ATLANTA - Fertility clinics are overusing a laboratory technique and costing infertile couples and some insurers hundreds of extra dollars, a new study suggests.
At issue is a procedure that injects a single sperm into an egg. The method is considered the best option for couples in which the man has defective sperm or extremely low sperm counts.
But many clinics are using it for other infertile couples, even though it often doesn’t work as well as the standard lab dish method, according to a study in Thursday’s New England Journal of Medicine. ...
“This paper is particularly troubling because we’ve got a major shift in practice that isn’t evidence driven. The paper suggests it may be driven by money,” said Arthur Caplan, director of the University of Pennsylvania’s Center for Bioethics...
The study’s lead author, Dr. Tarun Jain of the University of Illinois at Chicago, said more research is needed and he couldn’t be certain money explains the findings. But the study does indicate routine use of the technique does not benefit many couples, he added. ...
The research team reviewed a decade of results that hundreds of fertility clinics reported to the federal government. In 2004, about 58 percent of treatment attempts included sperm injection — up from 11 percent in 1995.

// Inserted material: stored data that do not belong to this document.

PR #756, opened 2026-07-08
Refresh grid_metrics & transform doc notebooks; fetch grid_metrics data from Zenodo

hdrake:
## Summary

Brings the in-repo documentation up to date with `xgcm/master` and makes the example notebooks reproducible by other maintainers.

### `grid_metrics.ipynb` — now reproducible + executed in CI
The MITgcm example dataset (`mitgcm_example_dataset_v2.nc`) was removed from the repo years ago, so the notebook's local `../datasets/...` path was broken — it could neither be reproduced nor re-executed to keep its outputs current. It now downloads the data at run time from Zenodo via `pooch`:

```python
fname = pooch.retrieve(
    url="doi:10.5281/zenodo.21251181/mitgcm_example_dataset_v2.nc",
    known_hash="md5:3176deb0b4d556d2981dff03ba2ed624",
)
```

The archived file is the standard MITgcm `tutorial_global_oce_latlon` / `global_ocean.90x40x15` verification experiment (4°×4°, 90×40×15), recovered byte-for-byte from old git history and deposited at [zenodo.org/records/21251181](https://zenodo.org/records/21251181) (CC0). The notebook is **removed from the `mkdocs` execute-exclude list**, so it now executes on every ReadTheDocs build; it is also added to `mkdocs-jupyter`'s `ignore` list so the `execute` plugin both runs *and* renders it (otherwise both plugins wrap the same `.ipynb` and `--strict` errors). One `xr.testing.assert_equal` was adjusted for the current keep-coords behavior. Outputs refreshed.

### `transform.ipynb` — re-executed against current xarray/xgcm
Re-executed end-to-end. The CMIP6 transform cells rechunk the vertical (`lev`) axis to a single dask chunk (`.chunk({"lev": -1})`), which `Grid.transform` requires; the kernelspec was fixed (`test_env_xgcm` → `python3`). This notebook stays **excluded** from the build (its multi-GB CMIP6 + figshare downloads are too heavy for CI) and is refreshed manually. Outputs refreshed.

### Config / deps
`mkdocs.yml` execute-plugin config, and the doc-notebook dependencies added to the `notebooks` pixi feature: `pooch` (build-time, for the grid_metrics download) and `intake`, `intake-esm`, `gcsfs`, `cf_xarray` (for manual `transform.ipynb` re-execution).

All `.md` doc pages were validated against current xgcm via `mkdocs build --strict` (no changes needed).

## Related
[...]

PR #758, opened 2026-07-08
Fix spurious interpolation warnings in Grid.get_metric

### LINKED ISSUE #757: Grid.get_metric emits spurious "being interpolated" warnings when an exact-position metric exists
## Summary

When `Grid.get_metric` has to assemble a metric by combining metrics registered
on separate axes (for example a volume built from an `(X, Y)` area and a `(Z)`
thickness), it can emit one or more bogus
`UserWarning: Metric at ... being interpolated from metrics at dimensions ...
Boundary value set to 'extend'.` messages even though an exact-position metric
combination exists and is ultimately returned.

The returned value is **correct** — this is purely spurious warning noise — but
it is confusing to users (it implies an inexact/interpolated metric was used)
and pollutes logs. It surfaces through any operation built on `get_metric`,
e.g. `Grid.integrate` and `Grid.average`.

## Reproduction

Using an MITgcm-style set of multi-position metrics (area registered at multiple
horizontal positions, thickness registered at multiple vertical positions, with
no combined volume metric), integrating a staggered variable over `["X", "Y", "Z"]`
emits spurious warnings before settling on the exact metric. In the docs
`grid_metrics` example, `grid.integrate(ds.UVEL, ["X", "Y", "Z"])` (u-point)
emits ~9 warnings and `grid.integrate(ds.SALT, ["X", "Y", "Z"])` (tracer-point)
emits ~2, in each case before returning the correct exact-position metric.

Minimal reproduction against the synthetic test grid:

```python
import warnings
from xgcm import Grid

ds, coords, _ = datasets_grid_metric("C")
# area on (X, Y) and thickness on (Z), but NO combined (X, Y, Z) volume metric.
# The exact-position thickness for the tracer point (dz_t) is registered after
# several wrong-position thicknesses.
metrics = {
    ("X", "Y"): ["area_t", "area_n", "area_e", "area_ne"],
    ("Z",): ["dz_w", "dz_w_ne", "dz_w_n", "dz_w_e", "dz_t"],
}
grid = Grid(ds, coords=coords, metrics=metrics, autoparse_metadata=False)

with warnings.catch_warnings(record=True) as caught:
    warnings.simplefilter("always")
    m = grid.get_metric(ds.tracer, ("X", "Y", "Z"))

print(len(caught))  # -> 4 spurious "being interpolated" warnings
# m is nonetheless exactly area_t * dz_t
```

## Root cause

`xgcm/grid.py`, `Grid.get_metric`, the `else` branch (taken when no metric is
registered under the exact requested axes tuple). It loops over candidate metric
combinations via `itertools.product`. For each combination it checks
`metric_dims.issubset(array_dims)`:

- If true (Condition 3, exact position) it sets `metric_vars` and `break`s.
- If false (Condition 4) it calls `warnings.warn(...)` **and** interpolates, but
  does **not** `break`.

Because Condition 4 warns eagerly and does not stop the loop, any
position-mismatched combination iterated *before* the exact-position one emits a
warning; a later iteration then hits Condition 3 and overwrites `metric_vars`
with the correct exact metric. Net effect: correct value, but one or more bogus
warnings.

## Impact

Correct numeric result; spurious `UserWarning`s only. No incorrect data is ever
returned.

## Expected behavior

`get_metric` should search all candidate combinations for an exact-position
match first and only warn/interpolate if no exact-position combination exists
anywhere. When interpolation is genuinely required it should warn exactly once.

---
*This issue was researched and drafted with the assistance of Claude (Anthropic).*

hdrake:
Fixes #757

## What / why

`Grid.get_metric`'s multi-axis combination search (the `else` branch) warned
eagerly whenever a position-mismatched metric combination was tried, without
stopping the loop. When an exact-position combination existed but was not the
first candidate iterated, the correct metric was still returned, but one or more
bogus `UserWarning: Metric at ... being interpolated ...` messages were emitted
first. This is user-facing noise via `Grid.integrate` / `Grid.average` and
implies (falsely) that an interpolated metric was used.

## The fix

Restructure the `else` branch so it searches **all** candidate axis
combinations for an exact-position match (`metric_dims.issubset(array_dims)`)
before considering interpolation, and warns **at most once** when interpolation
is genuinely required (no exact-position combination exists for any candidate).

To avoid changing any existing interpolation result, the interpolation fallback
is chosen deterministically to mirror the pre-fix selection: the last product
combination of the first candidate whose metrics are all present. This is
documented in a code comment. The return contract (product of metrics via
`functools.reduce(operator.mul, ...)`), the `_get_dims_from_axis` validation, the
`KeyError`-swallowing over `iterate_axis_combinations`, and the final
`raise KeyError` are all preserved.

## Tests

Added `test_get_metric_no_spurious_interpolation_warning` in
`xgcm/test/test_metrics.py`, parametrized over a tracer point and a w point.
Each registers area `(X, Y)` and thickness `(Z)` metrics (built by reusing the
`datasets_grid_metric` synthetic grid) with the exact-position thickness placed
after wrong-position ones, then asserts that no "being interpolated" warning is
emitted and that the returned metric equals the exact-position product. The test
fails on `master` (spurious warnings) and passes with this change. The full
`test_metrics.py` + `test_metrics_ops.py` suite passes unchanged.

## Changelog

Added a Bug Fixes entry under the unreleased v0.10.0 section of
`docs/whats-new.md`.

## How I used AI

I was manually reviewing #756 (see https://app.reviewnb.com/xgcm/xgcm/pull/756/discussion/) when I noticed a nonsensical warning, which Claude Code (Opus 4.8 model) helped me trace to this bug. I then asked Claude to open an Issue describing the bug and a minimal draft PR that fixes it and adds a test that passes only after test. I already reviewed the summarized changes as the agent was working on the task but will extensively review all code changes manually.

### DIFF
--- a/xgcm/grid.py
+++ b/xgcm/grid.py
@@ -499,38 +499,64 @@ class Grid:
                 )
                 metric_vars = self.interp_like(mv, array, "extend", None)
         else:
+            # Search ALL candidate axis combinations for an exact-position match
+            # (Condition 3) before considering interpolation (Condition 4).
+            # Otherwise, position-mismatched combinations iterated before the
+            # exact one would emit spurious "being interpolated" warnings even
+            # though an exact-position metric exists (GH #756).
+            #
+            # `interp_fallback` records the combination to interpolate if NO
+            # exact-position combination exists for any candidate. To keep
+            # existing interpolation results (e.g. test_get_metric_with_
+            # conditions_04*) unchanged, it deliberately mirrors the pre-fix
+            # selection: the LAST product combination of the FIRST candidate
+            # whose metrics are all present. Once that first present candidate
+            # has been fully scanned without an exact match, the fallback is
+            # locked so later candidates cannot overwrite it.
+            interp_fallback = None
+            interp_fallback_locked = False
             for axis_combinations in iterate_axis_combinations(axes):
                 try:
                     # will raise KeyError if the axis combination is not in metrics
                     possible_metric_vars = [
                         self._metrics[ac] for ac in axis_combinations
                     ]
-                    for possible_combinations in itertools.product(
-                        *possible_metric_vars
-                    ):
-                        metric_dims = set(
-                            [d for mv in possible_combinations for d in mv.dims]
-                        )
-                        if metric_dims.issubset(array_dims):
-                            # Condition 3: use provided metrics with matching dimensions to calculate for required metric
-                            metric_vars = possible_combinations
-                            break
-                        else:
-                            # Condition 4: metrics in the wrong position (must interpolate before multiplying)
-                            possible_dims = [pc.dims for pc in possible_combinations]
-                            warnings.warn(
-                                f"Metric at {array.dims} being interpolated from metrics at dimensions {possible_dims}. Boundary value set to 'extend'."
-                            )
-                            metric_vars = tuple(
-                                self.interp_like(pc, array, "extend", None)
-                                for pc in possible_combinations
-                            )
-                    if metric_vars is not None:
-                        # return the product of the metrics
-                        metric_vars = functools.reduce(operator.mul, metric_vars, 1)
-                        break
                 except KeyError:
-                    pass
+                    continue
+                for possible_combinations in itertools.product(*possible_metric_vars):
+                    metric_dims = set(
+                        [d for mv in possible_combinations for d in mv.dims]
+                    )
+                    if metric_dims.issubset(array_dims):
+                        # Condition 3: use provided metrics with matching
+                        # dimensions to calculate the required metric.
+                        metric_vars = functools.reduce(
+                            operator.mul, possible_combinations, 1
+                        )
+                        break
+                    if not interp_fallback_locked:
+                        interp_fallback = possible_combinations
+                if metric_vars is not None:
+                    break
+                # Only the first present candidate seeds the interpolation
+                # fallback (see comment above).
+                interp_fallback_locked = True
+
+            if metric_vars is None and interp_fallback is not None:
+                # Condition 4: no exact-position combination exists anywhere, so
+                # interpolate the fallback metrics (warning exactly once).
+                possible_dims = [pc.dims for pc in interp_fallback]
+                warnings.warn(
+                    f"Metric at {array.dims} being interpolated from metrics at dimensions {possible_dims}. Boundary value set to 'extend'."
+                )
+                metric_vars = functools.reduce(
+                    operator.mul,
+                    tuple(
+                        self.interp_like(pc, array, "extend", None)
+                        for pc in interp_fallback
+                    ),
+                    1,
+                )
         if metric_vars is None:
             raise KeyError(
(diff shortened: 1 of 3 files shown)


xgcm/grid.py
```diff
@@ -499,38 +499,64 @@ def get_metric(self, array, axes):
                 )
                 metric_vars = self.interp_like(mv, array, "extend", None)
```
hdrake, line 500: Under what conditions does this get triggered?

hdrake (commented):
I am confused about Condition 2 in the original code and how it interacts with the changes here.

xgcm/grid.py
hdrake: Good question — and worth pinning down, because Condition 2 is easy to conflate with what this PR changes even though it lives in the *other* branch and is untouched here.

**When Condition 2 triggers.** The `if len(overlap_metrics) > 0:` branch is taken when a metric is registered under *exactly* the requested set of axes (in any order) — e.g. you asked for `("X", "Y")` and a metric exists under the key `("X", "Y")`. Condition 1 then looks for one of those metrics that already sits at the array's grid position (`metric_dims.issubset(array_dims)`) and uses it as-is. **Condition 2 is the fallback for when a metric with the matching axes exists but none of them is at the array's position**, so interpolation is genuinely required.

`test_get_metric_with_conditions_02a` is the minimal case: only `area_e` (at `XG, YC`) is registered under `("X", "Y")`, and you ask for the metric of `ds.v` (at `XC, YG`). No exact-position match, so Condition 2 warns and interpolates `area_e` onto v's position. (`02b` adds that this exact-axes match takes priority even when suitably-positioned metrics exist under *other* axis keys.)

**How it interacts with the changes here: it doesn't.** My change is entirely inside the `else` branch — old Conditions 3 & 4 — which is only reached when *no* metric is registered under the requested axes, so the metric has to be assembled by combining metrics from sub-axes (e.g. an `(X, Y)` area × a `(Z)` thickness). The two branches are mutually exclusive on `len(overlap_metrics) > 0`, so Condition 2's behavior is unchanged.

**Why Condition 2 never had the bug — and what this PR does.** Notice Condition 2's `warnings.warn` sits *after* the `for mv in possible_metrics` loop, guarded by `if metric_vars is None:`. It checks every candidate for an exact-position match first and only warns (once) if none is found — which is the correct behavior. The `else` branch was the odd one out: it warned *inside* the `itertools.product` loop (old Condition 4) before an exact-position combination later in that loop could win, so it emitted spurious warnings even though the exact metric was ultimately returned. This PR restructures the `else` branch to mirror what Condition 2 already does: search all candidates for an exact match first, and warn at most once only if none exists. So the net effect is that the two branches now behave consistently.

(One pre-existing smell I deliberately left out of scope: Condition 2 interpolates from `mv`, the leaked loop variable — i.e. the *last* metric registered under that key — which is a bit arbitrary when several are registered. Happy to tidy that in a follow-up if you'd like.)

<sub>↳ reply drafted with Claude Code</sub>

But the proportion of couples who have trouble conceiving because of the man’s sperm has stayed constant, at around 34 percent. This suggests that the sperm-injection technique is being urged on many couples who do not need it and might be better off with traditional lab dish, or in vitro, fertilization, Caplan said. ...
Sperm injection does not increase overall success rates for healthy births. The researchers found that among infertility treatment attempts with successful egg retrievals in 2004, about 31 percent of those involving sperm injection resulted in a live birth. The percentage was higher — 33 percent — for those that did not use the sperm injection.
Perhaps nature is better than doctors at selecting the right sperm to produce a healthy baby, Jain said. ...
They also noted that sperm-injection rates were higher in three states — Illinois, Massachusetts and Rhode Island — that mandate coverage of the technique than in states without such a requirement. ...
Art Caplan has been all over stories like this for decades, correctly pointing out that assisted reproduction is the (largely unregulated) Wild West of contemporary medical practice.